(Dataset excerpts)

--- START ---

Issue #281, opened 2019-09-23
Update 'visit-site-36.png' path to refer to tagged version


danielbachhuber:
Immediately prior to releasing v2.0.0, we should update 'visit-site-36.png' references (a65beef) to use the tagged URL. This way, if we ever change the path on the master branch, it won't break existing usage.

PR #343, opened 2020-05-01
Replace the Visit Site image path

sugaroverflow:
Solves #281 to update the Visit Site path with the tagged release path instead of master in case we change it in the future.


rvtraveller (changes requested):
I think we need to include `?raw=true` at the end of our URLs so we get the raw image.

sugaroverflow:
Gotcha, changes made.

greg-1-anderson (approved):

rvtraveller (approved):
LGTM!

--- END ---

Retype each of the records, word for word, with nothing added or dropped.

Issue #281, opened 2019-09-23
Update 'visit-site-36.png' path to refer to tagged version


danielbachhuber:
Immediately prior to releasing v2.0.0, we should update 'visit-site-36.png' references (a65beef) to use the tagged URL. This way, if we ever change the path on the master branch, it won't break existing usage.

PR #343, opened 2020-05-01
Replace the Visit Site image path

sugaroverflow:
Solves #281 to update the Visit Site path with the tagged release path instead of master in case we change it in the future.


rvtraveller (changes requested):
I think we need to include `?raw=true` at the end of our URLs so we get the raw image.

sugaroverflow:
Gotcha, changes made.

greg-1-anderson (approved):

rvtraveller (approved):
LGTM!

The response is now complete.